I received tracking today for 65xx, unfortunately very unrealistic to receive it this year considering all non working days during holidays and also that going through customs will take several days


----------



## Dr_MC (Feb 9, 2021)

Mine was supposed to be delivered tomorrow but it's been "on hold" in Singapore for the past 3 days, says DHL cannot move it until issues are solved... 🤷‍♂️ 
The fun never ends!


----------



## fiskadoro (Sep 2, 2015)

Finally, my Kurono showed up today (order 62xx), just in time for the Holidays! It's a very nice package overall.
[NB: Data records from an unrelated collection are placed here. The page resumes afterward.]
PR #218, opened 2020-05-15
[CI] Migrate to GitHub Actions

frozencemetery:
Drop centos builder since el7 isn't being updated and el8 is missing
dependencies.  Move flake onto fedora-gcc.


frozencemetery:
(There's a Catch-22 on the first run; it won't show up here, but you can see it passed at https://github.com/frozencemetery/mod_auth_gssapi/actions/runs/105969232 )

simo5:
BASIC Timeout Behavior: SKIPPED

This means libfaketime is not installed, can you pull it in in the Fedora image?
If it is available in debian as well we'll probably have to add code to find where it is as my PR from yesterday only explicitly chck for Fedora 64bit location of it.

frozencemetery:
Sure, added.  (For what it's worth, it was missing before.)

simo5:
Yeah I know it was missing, but we should have it where possible :-)

frozencemetery:
Successful run: https://github.com/frozencemetery/mod_auth_gssapi/actions/runs/106027515

PR #227, opened 2020-08-06
tests: Don't override the specific environment by the global one

stanislavlevin:
This changes the way in which a test environment is prepared.

Before:
specific -> global

After:
global -> specific

In particular, this allows setting PATH env variable differed from
the global configuration.

Fixes: https://github.com/gssapi/mod_auth_gssapi/issues/226


stanislavlevin:
This commit addresses the build issue on Fedora and it's not related to this PR, something like temp fixing commit.
If you prefer to open another ticket+PR for that let me know, I will do it.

Admittedly, my enthusiasm had waned a bit what with the long wait, but now it's here I like the Toki very much and it will definitely fit a niche in my collection when I want to grab something a bit more dressy than usual.

Not-so-great shot in some artificial light...


----------



## Raindrops (Sep 11, 2020)

Received my Toki. The strap which I had previously thought was ‘cheap-looking’ in online pics is surprisingly good. It is just thick enough to feel comfortable and looks much better in real life.


----------



## svetoslav (Jan 21, 2014)

I've paid all taxes today, but unfortunately I will get the watch on 29th, because of 5 days holiday for Christmas. It is on hold until next Wednesday. The watch looks really amazing, so impatient


----------



## franksf (Apr 12, 2012)

Raindrops said:


> Received my Toki. The strap which I had previously thought was ‘cheap-looking’ in online pics is surprisingly good. It is just thick enough to feel comfortable and looks much better in real life.
> View attachment 16316075
> View attachment 16316077
> View attachment 16316078
> View attachment 16316078


Could not agree more. Said it earlier on that thread, the strap works well and looks much better in person. 
Enjoy the watch! It is a pretty unique one..


Sent from my iPhone using Tapatalk


----------



## franksf (Apr 12, 2012)

Speaking of in person 











Sent from my iPhone using Tapatalk


----------



## Tokyo321 (May 22, 2021)

Just received my Toki today (order # 66XX). Will open it tomorrow, Christmas day. 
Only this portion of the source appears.